I'm trying to implement quantum mean computation via amplitude estimation, as suggested in Example 8.3.5 in Kaye, LaFlamme, Mosca. I wonder about the actual circuit to accomplish this. This previous answer suggested to construct an operator $U_a$ for a (normalized) $F(x)$:
$$ U_a:|0\rangle|0\rangle\mapsto \frac{1}{2^{n/2}} \sum_x|x\rangle(\sqrt{1-F(x)}|0\rangle+\sqrt{F(x)}|1\rangle). $$
It is important to note that this unitary is easily implemented. You start with a Hadamard transform on the first register, perform a computation of f(x) on an ancilla register, use this to implement a controlled-rotation of the second register, and then uncompute the ancilla register.
I have trouble implementing this. It is clear that in the formula above the first $|0\rangle$ is the multi-qubit state $|00...0\rangle$ which I have to put in equal superposition with $H^{\otimes n}$. I call the second $|0\rangle$ the 'extra' qubit.
For each state $x$, I compute $v = F(x)$. So if my state vector is $[0.1026, 0.2052, 0.3078, 0.9234]$ then I compute, for example, $F(0) = v = 0.1026$. I rotate an ancilla via $2 R_y(\arcsin(v))$. So far, so good.

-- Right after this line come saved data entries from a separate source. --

PR #36189, opened 2023-11-29
Fix settings jwt

shaunlebron:
Adding @npfitz’s suggested type fixes for https://github.com/metabase/metabase/pull/35969 (from a slack DM)

Also fixing a unit test ordering bug where I was clicking the checkbox after save (but it still worked somehow).


enterprise/frontend/src/metabase-enterprise/auth/components/SettingsJWTForm/SettingsJWTForm.tsx
```diff
@@ -16,24 +16,19 @@ import { Flex, Stack } from "metabase/ui";
...
-  // Similar to SettingElement from "metabase/admin/settings/types" but with required key
-  key: string;
-  display_name?: string;
-  description?: string;
+type JWTFormSettingElement = Omit<SettingElement, "key"> & {
+  key: string; // ensuring key is required
   is_env_setting?: boolean;
   env_name?: string;
-  placeholder?: string;
   default?: any;
```
npfitz, line 27: Should we set default to string here? since all the defaults in this form should be strings? Generally speaking we shouldn't use `any` as a type

npfitz (changes requested):

enterprise/frontend/src/metabase-enterprise/auth/components/SettingsJWTForm/SettingsJWTForm.tsx
shaunlebron: Fixed here: 621ed0484bd8772f64cd16b350049f684405a75e

Just empirically based on values returned by the getSectionsWithPlugins selector, not all values are strings, and can be other types based on the hard-coded elements I pasted into the unit test.

shaunlebron: There were more errors that popped up, so I just set it to string as suggested, and made the unit tests work with it.

enterprise/frontend/src/metabase-enterprise/auth/components/SettingsJWTForm/SettingsJWTForm.unit.spec.tsx
```diff
@@ -22,7 +22,7 @@ const elements = [
     is_env_setting: false,
     env_name: "MB_JWT_ENABLED",
     description: "Is JWT authentication configured and enabled?",
-    default: false,
+    // default: false,
```
npfitz, line 25: We should probably remove these commented values

npfitz (approved):
Looks good! Lets just get rid of the comments and we're all set

enterprise/frontend/src/metabase-enterprise/auth/components/SettingsJWTForm/SettingsJWTForm.unit.spec.tsx
shaunlebron: fbf0f6a408be7b7780e1b583da7c51f347d8a4f4

PR #36191, opened 2023-11-29
Housekeeping: remove default exports from dashboard/*

oleggromov:
### Description
I was working on fixing a bug in Dashboard and noticed lots of `export default`s and deprecation notices. Thought that it would make sense to clean them up as I am passing by.

Another thing I am removing are re-exports from `index.(js|ts)`, which add an unnecessary level of nesting _and_ are [bad for build performance at scale](https://marvinh.dev/blog/speeding-up-javascript-ecosystem-part-7/). 

Screenshot 2023-11-29 at 11 52 07


oleggromov:
As per slack discussion, removed the `Styled` suffixes. Also addressed your comment, @uladzimirdev!

alxnddr (approved):

PR #36203, opened 2023-11-29
Make with-expression-name set the display-name of the clause

### LINKED ISSUE #36167: withExpressionName does not affect name/displayName of an ExpressionClause
Given a [simple question with custom expression aggregation](https://github.com/metabase/metabase/assets/6830683/9e90d98b-37de-4c4b-a4dc-3a720cf7669d), this is how the aggregation clause looks like:

(notice `:display-name` and `:name` in the aggregation)
image

Calling `Lib.withExpressionName` on that clause won't affect `:display-name` or `:name` - ~instead~ it will only add `:lib/expression-name`:

image

`Lib.displayName(query, clause)` won't return the name updated with `Lib.withExpressionName`.

metamben:
Fixes #36167.

This is needed to be able to set/change the display name of custom aggregation columns too.


src/metabase/lib/expression.cljc
```diff
@@ -353,10 +353,12 @@
   (-> an-expression-clause lib.options/options :lib/expression-name))
 
 (mu/defn with-expression-name :- ::lib.schema.expression/expression
-  "Return a new expression clause like `an-expression-clause` but with name `new-name`."
+  "Return a new expression clause like `an-expression-clause` but with name `new-name`.
+  This also sets the :display-name property to support named aggregation expressions (custom aggregation columns)."
```
kamilmielnik, line 357: I think this is incorrect - please see [this comment](https://metaboat.slack.com/archives/C04CYTEL9N2/p1701257788565959?thread_ts=1701083796.853609&cid=C04CYTEL9N2).

----

This is how it's expected to work (pseudo-js code):

```tsx
const query = createQuery({
  query: {
    database: SAMPLE_DB_ID,
    type: "query",
    query: {
      aggregation: [["count"]],
    },
  },
});
const aggregations = Lib.aggregations(query, 0);

const aggregation = aggregations[0];
expect(Lib.displayName(query, aggregation)).toBe("Count");
expect(Lib.expressionName(aggregation)).toBe(null); // or empty string

const namedAggregation = Lib.withExpressionName(aggregation, "Hello world");
expect(Lib.displayName(query, namedAggregation)).toBe("Hello world");
expect(Lib.expressionName(namedAggregation)).toBe("Hello world");

const unnamedAggregation = Lib.withExpressionName(namedAggregation, "");
expect(Lib.displayName(query, unnamedAggregation)).toBe("Count");
expect(Lib.expressionName(unnamedAggregation)).toBe(""); // or null
```


----

To validate correctness please try to incorporate these changes into `35947-legacy-expression-clause-filters-and-aggregations` branch - all unit tests and e2e tests should pass. If they don't it means something is wrong with expression names.

----

Example scenario to validate correctness:

1. `git checkout master`
2. Create & save question like this: [screenshot](https://github.com/metabase/metabase/assets/6830683/0f153cac-9879-4f17-bf78-19d966f66b33)
3. `git checkout `35947-legacy-expression-clause-filters-and-aggregations` - branch with custom expressions ported to MLv2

The next step is confusing. How do I apply the controlled rotation of the extra qubit? Just having something like a Controlled-Not from the ancilla to the extra qubit will not work and just leave the state in an equal superposition. But even have a fully controlled rotation, controlled by the bit patterns of $x$ doesn't seem to be working?
Is there perhaps a pointer to a working implementation? (Thx)